Set down all of the entries exactly, leaving nothing out.

======== EXERCISE INPUTS

PR #2890, opened 2024-01-02
Fix buffer request bodies with `coda execute --vm=false`

dweitzman-codaio:
There was a bug due to `Buffer.isBuffer()` not working if you created a non-native buffer in pack code and try to check if it's a buffer using native buffers in node_fetcher.ts

This forces non-native Buffers even for node_fetcher, ensuring consistent behavior

### DIFF
--- a/testing/execution.ts
+++ b/testing/execution.ts
@@ -6,6 +6,7 @@ import {FormulaType} from '../runtime/types';
 import type {GenericSyncFormulaResult} from '../api';
 import type {MetadataContext} from '../api';
 import type {MetadataFormula} from '../api';
+import {Buffer as NonNativeBuffer} from 'buffer/';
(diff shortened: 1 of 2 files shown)


testing/execution.ts
```diff
@@ -6,6 +6,7 @@ import {FormulaType} from '../runtime/types';
 import type {GenericSyncFormulaResult} from '../api';
 import type {MetadataContext} from '../api';
 import type {MetadataFormula} from '../api';
+import {Buffer as NonNativeBuffer} from 'buffer/';
```
dweitzman-codaio, line 9: The trailing slash here is intentional: https://www.npmjs.com/package/buffer#usage

huayang-codaio: TIL

huayang-codaio (approved):

PR #2891, opened 2024-01-02
Require unique sync formula names

dweitzman-codaio:
There's a bug with autocomplete when multiple sync tables use the same formula name. It's probably possible to fix the autocomplete bug in isolation, but it seems reasonable to just disallow duplicate sync table formula names in the first place.

### DIFF
--- a/dist/testing/upload_validation.js
+++ b/dist/testing/upload_validation.js
@@ -1207,6 +1207,7 @@ function buildMetadataSchema({ sdkVersion }) {
             .superRefine((data, context) => {
             var _a, _b;
             const identityNames = [];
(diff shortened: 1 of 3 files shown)


huayang-codaio (approved):
surprise. :D

dweitzman-codaio:
@ekoleda-codaio I think you were in favor of this, but wanted to confirm since I can't find any slack conversations about it

ekoleda-codaio:
Ya, I mentioned this in the bug report:

> The solution may not be to allow this case, but rather to through a validation error when multiple sync tables use the same formula name.

So LGTM!

PR #2897, opened 2024-01-10
Fix default value for `search` argument when executing metadata formulas

ekoleda-codaio:
The `search` argument of metadata functions should always be defined, but the new support in the `execute` function wasn't setting a default value when it wasn't specified on the command line.

### Before

image

### After

image

### DIFF
--- a/testing/execution.ts
+++ b/testing/execution.ts
@@ -460,6 +460,8 @@ async function executeFormulaOrSyncWithRawParamsInVM<T extends FormulaSpecificat
       // to an autocomplete metadata formula), because at execution time it gets passed as a serialized
       // JSON string anyway which is already parsed by the compiled pack definition.
       params = rawParams as ParamValues<ParamDefs>;
+      // Default the search string (first arg) to an empty string.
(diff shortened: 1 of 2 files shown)


testing/execution.ts
```diff
@@ -460,6 +460,8 @@ async function executeFormulaOrSyncWithRawParamsInVM<T extends FormulaSpecificat
       // to an autocomplete metadata formula), because at execution time it gets passed as a serialized
       // JSON string anyway which is already parsed by the compiled pack definition.
       params = rawParams as ParamValues<ParamDefs>;
+      // Default the search string (first arg) to an empty string.
+      params[0] ??= '';
```
jonathan-codaio, line 464: Can you make this same change at line 513 too? We unfortunately have slightly different execution paths for with-vm and without, the reason why we can't reuse I can't recall atm.

jonathan-codaio (approved):

testing/execution.ts
ekoleda-codaio: Done!

PR #2899, opened 2024-01-12
Add docs for CLI metadata formula execution

ekoleda-codaio:


docs/guides/development/cli.md
```diff
@@ -157,6 +157,38 @@ npx coda execute path/to/pack.ts Items --dynamicUrl=https://example.com/api/tabl
...
+npx coda execute <sync name>:searchDynamicUrls [query]
+npx coda execute <sync name>:getName
+npx coda execute <sync name>:getDisplayUrl
+npx coda execute <sync name>:getSchema [unused] [params JSON]
+
+# Two-way sync
+npx coda execute MySync:update [params..] [sync update array json]
+
+# Authentication
+npx coda execute Auth:getConnectionName
```
jonathan-codaio, line 180: Nit, we also have `Auth:getConnectionName`

docs/guides/development/cli.md
```diff
@@ -157,6 +157,38 @@ npx coda execute path/to/pack.ts Items --dynamicUrl=https://example.com/api/tabl
 ```
 
 
+### Running metadata functions
+
+More complicated Packs may have a lot of code outside of the core `execute` function, used to generate metadata like parameter autocomplete values, dynamic schemas, etc. You can run those functions using the CLI as well, using the same `execute` command but passing in additional information in name of the formula or sync table.
+
+```sh
+# Parameter autocomplete
+npx coda execute <formula name>:autocomplete:<paramName> [query] [params JSON]
```
jonathan-codaio, line 166: What do you think about including a specific example here, that shows what "params JSON" actually looks like on the CLI? I think it can get confusing to know what's being asked for in terms of quoting and the like.

And then if we're doing concrete examples, maybe one that explains, hey in most cases don't even worry about the JSON, it's only relevant if your implementation looks at other parameters, and otherwise you don't even have to pass a value for that.

jonathan-codaio (commented):
Great!

docs/guides/development/cli.md
ekoleda-codaio: Did you mean to type `getConnectionId`? If so, I omitted that since we currently hide that function from developers, since it isn't used anywhere:

https://github.com/coda/packs-sdk/blob/8d4254faafb034c62fba03837de82d85b5a2f754/types.ts#L237-L246

jonathan-codaio: Oh yep, and thanks for the reminder, makes sense.

docs/guides/development/cli.md
ekoleda-codaio: Done. Also rearranged the content a bit, PTAL.

jonathan-codaio (approved):
Looks great!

================

◆ TASK RESULT ◆
PR #2890, opened 2024-01-02
Fix buffer request bodies with `coda execute --vm=false`

dweitzman-codaio:
There was a bug due to `Buffer.isBuffer()` not working if you created a non-native buffer in pack code and try to check if it's a buffer using native buffers in node_fetcher.ts

This forces non-native Buffers even for node_fetcher, ensuring consistent behavior

### DIFF
--- a/testing/execution.ts
+++ b/testing/execution.ts
@@ -6,6 +6,7 @@ import {FormulaType} from '../runtime/types';
 import type {GenericSyncFormulaResult} from '../api';
 import type {MetadataContext} from '../api';
 import type {MetadataFormula} from '../api';
+import {Buffer as NonNativeBuffer} from 'buffer/';
(diff shortened: 1 of 2 files shown)


testing/execution.ts
```diff
@@ -6,6 +6,7 @@ import {FormulaType} from '../runtime/types';
 import type {GenericSyncFormulaResult} from '../api';
 import type {MetadataContext} from '../api';
 import type {MetadataFormula} from '../api';
+import {Buffer as NonNativeBuffer} from 'buffer/';
```
dweitzman-codaio, line 9: The trailing slash here is intentional: https://www.npmjs.com/package/buffer#usage

huayang-codaio: TIL

huayang-codaio (approved):

PR #2891, opened 2024-01-02
Require unique sync formula names

dweitzman-codaio:
There's a bug with autocomplete when multiple sync tables use the same formula name. It's probably possible to fix the autocomplete bug in isolation, but it seems reasonable to just disallow duplicate sync table formula names in the first place.

### DIFF
--- a/dist/testing/upload_validation.js
+++ b/dist/testing/upload_validation.js
@@ -1207,6 +1207,7 @@ function buildMetadataSchema({ sdkVersion }) {
             .superRefine((data, context) => {
             var _a, _b;
             const identityNames = [];
(diff shortened: 1 of 3 files shown)


huayang-codaio (approved):
surprise. :D

dweitzman-codaio:
@ekoleda-codaio I think you were in favor of this, but wanted to confirm since I can't find any slack conversations about it

ekoleda-codaio:
Ya, I mentioned this in the bug report:

> The solution may not be to allow this case, but rather to through a validation error when multiple sync tables use the same formula name.

So LGTM!

PR #2897, opened 2024-01-10
Fix default value for `search` argument when executing metadata formulas

ekoleda-codaio:
The `search` argument of metadata functions should always be defined, but the new support in the `execute` function wasn't setting a default value when it wasn't specified on the command line.

### Before

image

### After

image

### DIFF
--- a/testing/execution.ts
+++ b/testing/execution.ts
@@ -460,6 +460,8 @@ async function executeFormulaOrSyncWithRawParamsInVM<T extends FormulaSpecificat
       // to an autocomplete metadata formula), because at execution time it gets passed as a serialized
       // JSON string anyway which is already parsed by the compiled pack definition.
       params = rawParams as ParamValues<ParamDefs>;
+      // Default the search string (first arg) to an empty string.
(diff shortened: 1 of 2 files shown)


testing/execution.ts
```diff
@@ -460,6 +460,8 @@ async function executeFormulaOrSyncWithRawParamsInVM<T extends FormulaSpecificat
       // to an autocomplete metadata formula), because at execution time it gets passed as a serialized
       // JSON string anyway which is already parsed by the compiled pack definition.
       params = rawParams as ParamValues<ParamDefs>;
+      // Default the search string (first arg) to an empty string.
+      params[0] ??= '';
```
jonathan-codaio, line 464: Can you make this same change at line 513 too? We unfortunately have slightly different execution paths for with-vm and without, the reason why we can't reuse I can't recall atm.

jonathan-codaio (approved):

testing/execution.ts
ekoleda-codaio: Done!

PR #2899, opened 2024-01-12
Add docs for CLI metadata formula execution

ekoleda-codaio:


docs/guides/development/cli.md
```diff
@@ -157,6 +157,38 @@ npx coda execute path/to/pack.ts Items --dynamicUrl=https://example.com/api/tabl
...
+npx coda execute <sync name>:searchDynamicUrls [query]
+npx coda execute <sync name>:getName
+npx coda execute <sync name>:getDisplayUrl
+npx coda execute <sync name>:getSchema [unused] [params JSON]
+
+# Two-way sync
+npx coda execute MySync:update [params..] [sync update array json]
+
+# Authentication
+npx coda execute Auth:getConnectionName
```
jonathan-codaio, line 180: Nit, we also have `Auth:getConnectionName`

docs/guides/development/cli.md
```diff
@@ -157,6 +157,38 @@ npx coda execute path/to/pack.ts Items --dynamicUrl=https://example.com/api/tabl
 ```
 
 
+### Running metadata functions
+
+More complicated Packs may have a lot of code outside of the core `execute` function, used to generate metadata like parameter autocomplete values, dynamic schemas, etc. You can run those functions using the CLI as well, using the same `execute` command but passing in additional information in name of the formula or sync table.
+
+```sh
+# Parameter autocomplete
+npx coda execute <formula name>:autocomplete:<paramName> [query] [params JSON]
```
jonathan-codaio, line 166: What do you think about including a specific example here, that shows what "params JSON" actually looks like on the CLI? I think it can get confusing to know what's being asked for in terms of quoting and the like.

And then if we're doing concrete examples, maybe one that explains, hey in most cases don't even worry about the JSON, it's only relevant if your implementation looks at other parameters, and otherwise you don't even have to pass a value for that.

jonathan-codaio (commented):
Great!

docs/guides/development/cli.md
ekoleda-codaio: Did you mean to type `getConnectionId`? If so, I omitted that since we currently hide that function from developers, since it isn't used anywhere:

https://github.com/coda/packs-sdk/blob/8d4254faafb034c62fba03837de82d85b5a2f754/types.ts#L237-L246

jonathan-codaio: Oh yep, and thanks for the reminder, makes sense.

docs/guides/development/cli.md
ekoleda-codaio: Done. Also rearranged the content a bit, PTAL.

jonathan-codaio (approved):
Looks great!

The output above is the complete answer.